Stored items
PR #1319, opened 2023-04-18
Add userextras

DmitryDodzin:
Add `impersonate` permission on `userextras/accesskeyid`, `userextras/arn`, `userextras/canonicalarn` and `userextras/sessionname` resources to operator setup.


aviramha (approved):
Great! Thank you

PR #1333, opened 2023-04-19
Indexing slicing lint

### LINKED ISSUE #1049: Add indexing slicing clippy lint
https://rust-lang.github.io/rust-clippy/master/#indexing_slicing

Need to do it in operator and here.

Razz4780:
Resolves #1049


changelog.d/1049.add-indexing-slicing-lint.internal.md
aviramha, line 1: `1049.internal.md`

mirrord/agent/src/steal/http/filter.rs
```diff
@@ -101,7 +101,7 @@ pub(super) async fn filter_task(
         Ok(mut reversible_stream) => {
             match HttpVersion::new(
                 reversible_stream.get_header(),
-                &H2_PREFACE[..MINIMAL_HEADER_SIZE],
+                H2_PREFACE.get(..MINIMAL_HEADER_SIZE).unwrap(),
```
aviramha, line 104: shouldn't that be okay to slice since it's const + const? if not, maybe we need to const something?

mirrord/layer/src/file/hooks.rs
```diff
@@ -322,7 +325,9 @@ pub(crate) unsafe extern "C" fn pread_detour(
             //
             // Callers can check for EOF by using `ferror`.
             if read_amount > 0 {
-                let bytes_slice = &bytes[0..fixed_read as usize];
+                let bytes_slice = bytes
+                    .get(..fixed_read as usize)
+                    .expect("read_amount exceeds bytes length in ReadFileResponse");
```
aviramha, line 330: I think it's better we propagate errors? It's probably pretty fatal but we would get nicer error message I believe?

aviramha: Let's chat about on Discord

mirrord/agent/src/steal/http/filter.rs
aviramha: maybe use https://docs.rs/const-str/latest/const_str/macro.to_char_array.html ?
(not very important though)

mirrord/agent/src/main.rs
```diff
@@ -7,6 +7,7 @@
 #![feature(tcp_quickack)]
 #![feature(async_fn_in_trait)]
 #![allow(incomplete_features)]
+#![warn(clippy::indexing_slicing)]
```
eyalb181, line 10: Isn't there a more centralized option for enabling this, like the configuration toml?

Razz4780: As of now there's no way to enable lints globally via configuration files. I could just add this lint to clippy arguments in the CI, but I bet it would be annoying

eyalb181 (approved):

PR #1339, opened 2023-04-20
Add support for older IntelliJ versions

aviramha:


intellij-ext/modules/products/pycharm/build.gradle.kts
```diff
@@ -17,8 +17,8 @@ tasks {
 }
 
 intellij {
-    version.set(properties("platformVersion"))
-    plugins.set(listOf("PythonCore:223.7571.4"))
+    version.set("2022.1.4")
```
eyalb181, line 20: Does this mean we don't support older versions in Pycharm specifically?

aviramha:
I have a dead end because the `runConfiguration` extension for NodeJS was changed leaving it with same name and we can't limit the dependency to a specific nodejs version so we have to either support pre-2023 or post-2023 :|

Issue #1302, opened 2023-04-15
Error thrown when using HTTP filter


eyalb181:
### Bug Description

A user ran mirrord with an HTTP filter, in both the CLI and Goland, and got this error:
```
502 Bad Gateway
mirrord tried to forward the request to the local application and got hyper::Error(Canceled, "connection was not ready")
```

### Steps to Reproduce

N/A

### Your operating system and version

N/A

### Local process

N/A

### Additional Info

https://discord.com/channels/933706914808889356/1096092286821089461

aviramha:
Fixed with #1340 according to user on Discord.

PR #1340, opened 2023-04-20
Magic fix for "connection was not ready".

meowjesty:
- Issue: #1302

1. Applies a magic fix that should help with hyper's "connection was not ready" error.
2. Adds some more logs for HTTP stealer in layer.


mirrord/layer/src/tcp_steal/http.rs
```diff
@@ -84,6 +85,7 @@ pub(super) trait HttpV: Sized {
 
     /// Sends the [`HttpRequest`] through `Self::sender`, converting the response into a
     /// [`HttpResponse`].
+    #[tracing::instrument(level = "trace", skip(self))]
```
aviramha, line 88: skip `HttpRequest` or it's without data?

mirrord/layer/src/tcp_steal/http.rs
```diff
@@ -101,6 +103,8 @@ pub(super) trait HttpV: Sized {
 
         // Retry once if the connection was closed.
         if let Err(HttpForwarderError::ConnectionClosedTooSoon(request)) = response {
+            trace!("Request {request:#?} connection was closed too soon, retrying once!");
```
aviramha, line 106: same as above?

aviramha (approved):
LGTM besides few nitpicks!

mirrord/layer/src/tcp_steal/http.rs
meowjesty: Yeah, the `body` is logged as just `bytes (length): 100` for example.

* Problem description *
The full set of entries has to be duplicated precisely.

* Response to the exercise *
PR #1319, opened 2023-04-18
Add userextras

DmitryDodzin:
Add `impersonate` permission on `userextras/accesskeyid`, `userextras/arn`, `userextras/canonicalarn` and `userextras/sessionname` resources to operator setup.


aviramha (approved):
Great! Thank you

PR #1333, opened 2023-04-19
Indexing slicing lint

### LINKED ISSUE #1049: Add indexing slicing clippy lint
https://rust-lang.github.io/rust-clippy/master/#indexing_slicing

Need to do it in operator and here.

Razz4780:
Resolves #1049


changelog.d/1049.add-indexing-slicing-lint.internal.md
aviramha, line 1: `1049.internal.md`

mirrord/agent/src/steal/http/filter.rs
```diff
@@ -101,7 +101,7 @@ pub(super) async fn filter_task(
         Ok(mut reversible_stream) => {
             match HttpVersion::new(
                 reversible_stream.get_header(),
-                &H2_PREFACE[..MINIMAL_HEADER_SIZE],
+                H2_PREFACE.get(..MINIMAL_HEADER_SIZE).unwrap(),
```
aviramha, line 104: shouldn't that be okay to slice since it's const + const? if not, maybe we need to const something?

mirrord/layer/src/file/hooks.rs
```diff
@@ -322,7 +325,9 @@ pub(crate) unsafe extern "C" fn pread_detour(
             //
             // Callers can check for EOF by using `ferror`.
             if read_amount > 0 {
-                let bytes_slice = &bytes[0..fixed_read as usize];
+                let bytes_slice = bytes
+                    .get(..fixed_read as usize)
+                    .expect("read_amount exceeds bytes length in ReadFileResponse");
```
aviramha, line 330: I think it's better we propagate errors? It's probably pretty fatal but we would get nicer error message I believe?

aviramha: Let's chat about on Discord

mirrord/agent/src/steal/http/filter.rs
aviramha: maybe use https://docs.rs/const-str/latest/const_str/macro.to_char_array.html ?
(not very important though)

mirrord/agent/src/main.rs
```diff
@@ -7,6 +7,7 @@
 #![feature(tcp_quickack)]
 #![feature(async_fn_in_trait)]
 #![allow(incomplete_features)]
+#![warn(clippy::indexing_slicing)]
```
eyalb181, line 10: Isn't there a more centralized option for enabling this, like the configuration toml?

Razz4780: As of now there's no way to enable lints globally via configuration files. I could just add this lint to clippy arguments in the CI, but I bet it would be annoying

eyalb181 (approved):

PR #1339, opened 2023-04-20
Add support for older IntelliJ versions

aviramha:


intellij-ext/modules/products/pycharm/build.gradle.kts
```diff
@@ -17,8 +17,8 @@ tasks {
 }
 
 intellij {
-    version.set(properties("platformVersion"))
-    plugins.set(listOf("PythonCore:223.7571.4"))
+    version.set("2022.1.4")
```
eyalb181, line 20: Does this mean we don't support older versions in Pycharm specifically?

aviramha:
I have a dead end because the `runConfiguration` extension for NodeJS was changed leaving it with same name and we can't limit the dependency to a specific nodejs version so we have to either support pre-2023 or post-2023 :|

Issue #1302, opened 2023-04-15
Error thrown when using HTTP filter


eyalb181:
### Bug Description

A user ran mirrord with an HTTP filter, in both the CLI and Goland, and got this error:
```
502 Bad Gateway
mirrord tried to forward the request to the local application and got hyper::Error(Canceled, "connection was not ready")
```

### Steps to Reproduce

N/A

### Your operating system and version

N/A

### Local process

N/A

### Additional Info

https://discord.com/channels/933706914808889356/1096092286821089461

aviramha:
Fixed with #1340 according to user on Discord.

PR #1340, opened 2023-04-20
Magic fix for "connection was not ready".

meowjesty:
- Issue: #1302

1. Applies a magic fix that should help with hyper's "connection was not ready" error.
2. Adds some more logs for HTTP stealer in layer.


mirrord/layer/src/tcp_steal/http.rs
```diff
@@ -84,6 +85,7 @@ pub(super) trait HttpV: Sized {
 
     /// Sends the [`HttpRequest`] through `Self::sender`, converting the response into a
     /// [`HttpResponse`].
+    #[tracing::instrument(level = "trace", skip(self))]
```
aviramha, line 88: skip `HttpRequest` or it's without data?

mirrord/layer/src/tcp_steal/http.rs
```diff
@@ -101,6 +103,8 @@ pub(super) trait HttpV: Sized {
 
         // Retry once if the connection was closed.
         if let Err(HttpForwarderError::ConnectionClosedTooSoon(request)) = response {
+            trace!("Request {request:#?} connection was closed too soon, retrying once!");
```
aviramha, line 106: same as above?

aviramha (approved):
LGTM besides few nitpicks!

mirrord/layer/src/tcp_steal/http.rs
meowjesty: Yeah, the `body` is logged as just `bytes (length): 100` for example.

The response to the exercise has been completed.